Ze strekte haar hand uit naar de hefboom waarmee het transparante dak opgelicht kon worden. Burris bewonderde de spanning en het spel van haar spieren terwijl haar arm zich uitstrekte, terwijl haar hand zich uitstrekte, terwijl gewrichtsbanden en pezen prachtig bewogen onder de gladde huid van pols tot enkel. Eén been had ze onder zich opgevouwen, het andere naar voren gestrekt om de lijn van haar arm te beantwoorden. Haar borsten werden naar boven getrokken; haar hals, die de neiging had om kwabbig te worden, was nu strak gespannen. Alles bij elkaar zag ze er mooi uit. Ze hoefde alleen maar een hefboom over te halen en het dak zou terugspringen en hen blootstellen aan de kwaadaardige atmosfeer van Titan. Haar slanke vingers lagen al om de hendel. Burris hield op met haar bekijken. Hij klemde zijn hand om haar arm op ’t moment dat haar spieren zich spanden, trok haar weg, smeet haar op de bank terug. Ze kwam op een wellustige manier neer. Toen ze rechtop ging zitten gaf hij haar een klap op haar lippen. Bloed droop langs haar kin en haar ogen glinsterden van genot. Hij raakte haar weer, hakkende slagen die haar vlees alle kanten op deden springen. Ze hijgde. Ze klemde zich aan hem vast. De geur van geilheid kwam in zijn neusgaten.

Hij sloeg haar nog eenmaal. Daarna, beseffend dat hij haar alleen maar gaf wat ze wilde, keerde hij zich van haar af en wierp haar het uitgetrokken zuurstofkostuum toe.

‘Doe dat aan. We gaan terug naar de koepel.’

Ze was de vleesgeworden rauwe honger. Ze kronkelde in wat een parodie van verlangen geweest zou kunnen zijn. Ze riep hem hees.

‘We gaan terug,’ zei hij. ‘En we gaan niet naakt terug.’

Tegen haar zin kleedde ze zich aan.

Ze zou het dak open hebben gedaan, zei hij tot zichzelf. Ze zou met me zijn gaan zwemmen in dat methaanmeer.

Hij startte de slee en reed snel terug naar het hotel.

‘Ga je echt naar de aarde morgen?’

‘Ja. Ik heb geboekt.’

‘Zonder mij ?’

‘Zonder jou.’

‘En als ik je weer achternakwam?’

‘Ik kan je niet tegenhouden. Maar ’t zal je geen goed doen.’

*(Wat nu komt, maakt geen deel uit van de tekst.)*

PR #2487, opened 2024-06-19
MWPW-147468 - Delayed Activation of Blade Animations on Ps Product Page

sivasadobe:
* This feature ensures that videos automatically play when they come into view within the viewport and pause when they leave the viewport.
* Added logic to handle video play/pause based on the viewport intersection ratio( ≥0.8 ).

Resolves: [MWPW-147468](https://jira.corp.adobe.com/browse/MWPW-147468)

**Steps for Authors:**

- Edit the video URL to include `#viewportplay`.

### Test URLs

**MILO**
- Before: https://main--milo--sivasadobe.hlx.page/drafts/siva/products/videoplay-onviewport?martech=off
- After: https://mwpw-147468--milo--sivasadobe.hlx.page/drafts/siva/products/videoplay-onviewport?martech=off

**CC**
- Before: https://main--cc--adobecom.hlx.page/drafts/siva/products/photoshop?martech=off
- After: https://main--cc--adobecom.hlx.page/drafts/sivas/products/photoshop?martech=off&milolibs=mwpw-147468--milo--sivasadobe

PR #1106, opened 2023-08-11
Play video on hover

Ruchika4:
* Play video (franklin bot uploaded video) when cursor in and stop when cursor out
* hover play can only be used with hash value autoplay1 (play video once when in viewport. If used alone or with autoplay it'll not add any event
* To add hover play to the video append #_hoverplay to the video url

Resolves: [MWPW-129910](https://jira.corp.adobe.com/browse/MWPW-129910)

**Test URLs:**
- Before: https://main--milo--ruchika4.hlx.page/drafts/ruchika/videoplay-onhover?martech=off
- After: https://video-hoverplay--milo--ruchika4.hlx.page/drafts/ruchika/videoplay-onhover?martech=off

PR #2724, opened 2024-08-12
MWPW-155412: Fix video CLS netting +10 lighthouse points

mokimo:
### Description
Fixes 0.2 marquee CLS (+10LH points) for videos. The CLS was caused by only adding the video element & source to the page AFTER text has already been rendered next to it, as the intersection observer can only render things in the event cycle. We now only add the source of a video within the scope of the intersection observer, to keep the benefits of not loading videos that aren't displayed, however also dont cause any CLS.

### Test instructions
Few related PRs/features that should still work afterwards...
- https://github.com/adobecom/milo/pull/1106
- https://github.com/adobecom/milo/pull/2487
- https://github.com/adobecom/milo/pull/1343
And the CLS should be gone. 

Resolves: [MWPW-155412](https://jira.corp.adobe.com/browse/MWPW-155412)

**Test URLs:**
Onhover play
- Before: https://main--milo--mokimo.hlx.page/drafts/ruchika/videoplay-onhover?martech=off
- After: https://cls-marquee--milo--mokimo.hlx.page/drafts/ruchika/videoplay-onhover?martech=off

Onviewport play
- Before: https://main--milo--mokimo.hlx.page/drafts/siva/products/videoplay-onviewport?martech=off
- After: https://cls-marquee--milo--mokimo.hlx.page/drafts/siva/products/videoplay-onviewport?martech=off

Only desktop (mobile should not load the video for perf reasons)
- Before: https://main--milo--mokimo.hlx.page/drafts/seanchoi/marquee-video?martech=off
- After: https://cls-marquee--milo--mokimo.hlx.page/drafts/seanchoi/marquee-video?martech=off

CLS
- Before: https://main--milo--adobecom.aem.page/drafts/osahin/magento-commerce-1
- After: https://cls-marquee--milo--mokimo.aem.page/drafts/osahin/magento-commerce-1

### DIFF
--- a/libs/blocks/adobetv/adobetv.js
+++ b/libs/blocks/adobetv/adobetv.js
@@ -1,6 +1,7 @@
 import { turnAnchorIntoVideo } from '../../utils/decorate.js';
 
-const loadAdobeTv = (a) => {
+export default function init(a) {
+  a.classList.add('hide-video');
   const bgBlocks = ['aside', 'marquee', 'hero-marquee'];
   if (a.href.includes('.mp4') && bgBlocks.some((b) => a.closest(`.${b}`))) {
     a.classList.add('hide');
@@ -18,9 +19,4 @@ const loadAdobeTv = (a) => {
     a.insertAdjacentHTML('afterend', embed);
     a.remove();
   }
-};
-
-export default function init(a) {
-  a.classList.add('hide-video');
-  loadAdobeTv(a);
 }
--- a/libs/blocks/adobetv/adobetv.js
+++ b/libs/blocks/adobetv/adobetv.js
@@ -7,11 +7,11 @@ const loadAdobeTv = (a) => {
   const bgBlocks = ['aside', 'marquee', 'hero-marquee'];
   if (a.href.includes('.mp4') && bgBlocks.some((b) => a.closest(`.${b}`))) {
     a.classList.add('hide');
+    const parentElement = a.parentNode;
+    if (!parentElement) return;
     const { href, hash, dataset } = a;
     const attrs = getVideoAttrs(hash || 'autoplay', dataset);
     const video = `<video ${attrs}></video>`;
-    const parentElement = a.parentNode;
-    if (!parentElement) return;
     a.insertAdjacentHTML('afterend', video);
     createIntersectionObserver({
       el: parentElement,
--- a/libs/blocks/adobetv/adobetv.js
+++ b/libs/blocks/adobetv/adobetv.js
@@ -1,4 +1,4 @@
-import { createIntersectionObserver } from '../../utils/utils.js';
+import { createIntersectionObserver, createTag } from '../../utils/utils.js';
 import { applyHoverPlay, getVideoAttrs } from '../../utils/decorate.js';
 
 const ROOT_MARGIN = 1000;
@@ -9,11 +9,19 @@ const loadAdobeTv = (a) => {
     a.classList.add('hide');
     const { href, hash, dataset } = a;
     const attrs = getVideoAttrs(hash || 'autoplay', dataset);
-    const video = `<video ${attrs}>
-          <source src="${href}" type="video/mp4" />
-        </video>`;
-    if (!a.parentNode) return;
+    const video = `<video ${attrs}></video>`;
+    const parentElement = a.parentNode;
+    if (!parentElement) return;
     a.insertAdjacentHTML('afterend', video);
+    createIntersectionObserver({
+      el: parentElement,
+      options: { rootMargin: `${ROOT_MARGIN}px` },
+      callback: () => {
+        parentElement
+          .querySelector('video')
+          .appendChild(createTag('source', { src: href, type: 'video/mp4' }));
+      },
+    });
     const videoElem = document.body.querySelector(`source[src="${href}"]`)?.parentElement;
     applyHoverPlay(videoElem);
     a.remove();
@@ -29,13 +37,5 @@ const loadAdobeTv = (a) => {
 
 export default function init(a) {
   a.classList.add('hide-video');
-  if (a.textContent.includes('no-lazy')) {
-    loadAdobeTv(a);
-  } else {
-    createIntersectionObserver({
-      el: a,
-      options: { rootMargin: `${ROOT_MARGIN}px` },
-      callback: loadAdobeTv,
-    });
-  }
+  loadAdobeTv(a);
 }
--- a/libs/blocks/adobetv/adobetv.js
+++ b/libs/blocks/adobetv/adobetv.js
@@ -1,30 +1,15 @@
-import { createIntersectionObserver, createTag } from '../../utils/utils.js';
-import { applyHoverPlay, getVideoAttrs } from '../../utils/decorate.js';
-
-const ROOT_MARGIN = 1000;
+import { turnAnchorIntoVideo } from '../../utils/decorate.js';
 
 const loadAdobeTv = (a) => {
   const bgBlocks = ['aside', 'marquee', 'hero-marquee'];
   if (a.href.includes('.mp4') && bgBlocks.some((b) => a.closest(`.${b}`))) {
     a.classList.add('hide');
-    const parentElement = a.parentNode;
-    if (!parentElement) return;
-    const { href, hash, dataset } = a;
-    const attrs = getVideoAttrs(hash || 'autoplay', dataset);
-    const video = `<video ${attrs}></video>`;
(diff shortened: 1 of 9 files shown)


mokimo:
You can easily see the CLS using the [web vitals extension](https://chromewebstore.google.com/detail/web-vitals/ahfhijdlegdabablpippeagghigmibma?hl=en)
Screenshot 2024-08-12 at 17 09 08
Screenshot 2024-08-12 at 17 08 33

Also, here's more context on the specific CLS that was happening
https://github.com/user-attachments/assets/cd85b046-1420-4700-aa83-b9ac787702e9

libs/blocks/adobetv/adobetv.js
```diff
@@ -9,11 +9,19 @@ const loadAdobeTv = (a) => {
     a.classList.add('hide');
     const { href, hash, dataset } = a;
     const attrs = getVideoAttrs(hash || 'autoplay', dataset);
-    const video = `<video ${attrs}>
-          <source src="${href}" type="video/mp4" />
-        </video>`;
-    if (!a.parentNode) return;
+    const video = `<video ${attrs}></video>`;
+    const parentElement = a.parentNode;
+    if (!parentElement) return;
```
overmyheadandbody, line 14: Why define the video if it's possible we'll need to return early anyway? Maybe even earlier than this suggestion
```suggestion
    const parentElement = a.parentNode;
    if (!parentElement) return;
    const video = `<video ${attrs}></video>`;
```

libs/blocks/adobetv/adobetv.js
```diff
@@ -29,13 +37,5 @@ const loadAdobeTv = (a) => {
 
 export default function init(a) {
   a.classList.add('hide-video');
-  if (a.textContent.includes('no-lazy')) {
```
overmyheadandbody, line 32: Is there some documentation in need of updating once there's no longer a need for `no-lazy`?

overmyheadandbody (commented):
Looking at the adapted methods, they look awfully alike. Is there any way we could use `decorate.js` to avoid repetition?

PS: Good PR title, sounds like a tabloid, "You won't believe how much CLS this one change can reduce" 😅

libs/blocks/adobetv/adobetv.js
mokimo: There never was any docs about it. @seanchoi-dev do you know if this was exclusively used for unit tests? That's what it looked like to me

libs/blocks/adobetv/adobetv.js
```diff
@@ -7,13 +7,21 @@ const loadAdobeTv = (a) => {
...
+    if (!parentElement) return;
     const { href, hash, dataset } = a;
     const attrs = getVideoAttrs(hash || 'autoplay', dataset);
-    const video = `<video ${attrs}>
-          <source src="${href}" type="video/mp4" />
-        </video>`;
-    if (!a.parentNode) return;
+    const video = `<video ${attrs}></video>`;
     a.insertAdjacentHTML('afterend', video);
+    createIntersectionObserver({
```
mokimo, line 16: > Is there any way we could use decorate.js to avoid repetition?

@overmyheadandbody While we could move it into decorate, it's used by more than just the video blocks. IMO it already contains methods it should not and it's "growing" instead of `utils.js` ...

I don't want to shift the utils.js problem into another file, so IMO the better call is to live with the duplication. Both of the blocks seem similar enough to me, so that they could be the same thing 🤷 But that's too late to change

overmyheadandbody: If the video files are the only ones using then, would it be then worth having a video utils file that has the common methods and then take them out of `decorate.js`? I agree that we don't want to needlessly bloat common files, but I also think that having to duplicate functionality is not maintainable. If your tests show that loading yet another video-utils.js file or whatever comes with some performance penalties, then we can just go with duplication, but I'd like to get some insights firts.

overmyheadandbody (commented):
There are a few checks failing, could you check them out before we do another round of reviews, please?

libs/blocks/adobetv/adobetv.js
mokimo: I couldn't really split the files, however after testing things around, it's a lot cleaner moving the logic in decorate. Those differences are hard to maintain and already lead to a bug in the past by forgetting to set sth up correctly.

libs/utils/decorate.js
```diff
@@ -1,4 +1,6 @@
-import { createTag } from './utils.js';
+import { createTag, createIntersectionObserver } from './utils.js';
+
+const ROOT_MARGIN = 1000;
```
narcis-radu, line 3: I am thinking whether we should have this constant here or in the `turnAnchorIntoVideo` method.

libs/utils/decorate.js
```diff
@@ -260,3 +262,25 @@ export function applyInViewPortPlay(video) {
...
+  const attrs = getVideoAttrs(hash, dataset);
+  const video = `<video ${attrs}></video>`;
+  anchorTag.insertAdjacentHTML('afterend', video);
+  createIntersectionObserver({
+    el: parentElement,
+    options: { rootMargin: `${ROOT_MARGIN}px` },
+    callback: () => {
+      parentElement
+        .querySelector('video')
+        .appendChild(
```
narcis-radu, line 277: I would use `?` for chaining.

libs/utils/decorate.js
```diff
@@ -260,3 +262,25 @@ export function applyInViewPortPlay(video) {
...
 }
+
+export function turnAnchorIntoVideo({ hash, src, anchorTag }) {
+  const { dataset, parentElement } = anchorTag;
+  const attrs = getVideoAttrs(hash, dataset);
+  const video = `<video ${attrs}></video>`;
+  anchorTag.insertAdjacentHTML('afterend', video);
+  createIntersectionObserver({
+    el: parentElement,
+    options: { rootMargin: `${ROOT_MARGIN}px` },
```
overmyheadandbody: Seems `ROOT_MARGIN` is only used here, does it make sense to keep the value decoupled from the logic, since it's never re-used?

libs/utils/decorate.js
```diff
@@ -260,3 +262,25 @@ export function applyInViewPortPlay(video) {
...
+    callback: () => {
+      parentElement
+        .querySelector('video')
+        .appendChild(
+          createTag('source', { src, type: 'video/mp4' }),
+        );
+    },
+  });
+  const videoEl = parentElement.querySelector('video');
```
overmyheadandbody, line 280: Could we move this above the intersection observer and use `videoEl` on L275 instead of querying twice?

libs/utils/decorate.js
mokimo: Hmm we do set the video element ourselves, so it should always exist. However given this is within an intersection observer, an outside function might manipulate the DOM and we'd have errors.

Added 👍

libs/utils/decorate.js
mokimo: Moved into the fn directly

libs/utils/decorate.js
mokimo: Moved into the fn directly

libs/utils/decorate.js
mokimo: Good idea, done 👍

libs/utils/decorate.js
```diff
@@ -260,3 +260,21 @@ export function applyInViewPortPlay(video) {
...
+
+export function turnAnchorIntoVideo({ hash, src, anchorTag }) {
+  const { dataset, parentElement } = anchorTag;
+  const attrs = getVideoAttrs(hash, dataset);
+  const video = `<video ${attrs}></video>`;
+  anchorTag.insertAdjacentHTML('afterend', video);
+  const videoEl = parentElement.querySelector('video');
+  createIntersectionObserver({
+    el: parentElement,
+    options: { rootMargin: '1000px' },
```
overmyheadandbody, line 272: Just one last curiosity: I know this value was here to begin with, but are we sure it's the right one for our performance needs? Could there be situations where we prematurely load videos? Could the value be lower?

overmyheadandbody (approved):

libs/utils/decorate.js
mokimo: If you have a better suggestion, I'm happy to adapt it 😁 It was initially introduced in [this PR](https://github.com/adobecom/milo/pull/1343) by @seanchoi-dev 

I don't see any context // investigation on how that value got to be. Should we use sth similar to the footer -> 300px?

SilviuLCF (approved):
Verified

De slee kwam bij de luchtsluis van de koepel. Hij reed binnen en bracht de slee terug naar de verhuurafdeling. Elise zag er in haar zuurstofkostuum verfomfaaid en zweterig uit.

Burris ging naar zijn kamer en sloot de deur snel achter zich en deed hem op slot. Elise klopte een paar keer. Hij gaf geen antwoord en ze ging weg. Hij liet zijn hoofd in zijn handen rusten. De vermoeidheid kwam terug, de ontzettende afmatting die hij sinds de laatste ruzie met Lona niet meer had gevoeld. Maar na een paar minuten was het over.

Een uur later kwam de leiding van het hotel hem halen. Drie mannen met ernstige gezichten die zeer weinig zeiden. Burris trok het zuurstofkostuum aan dat ze hem gaven en ging met ze mee naar buiten.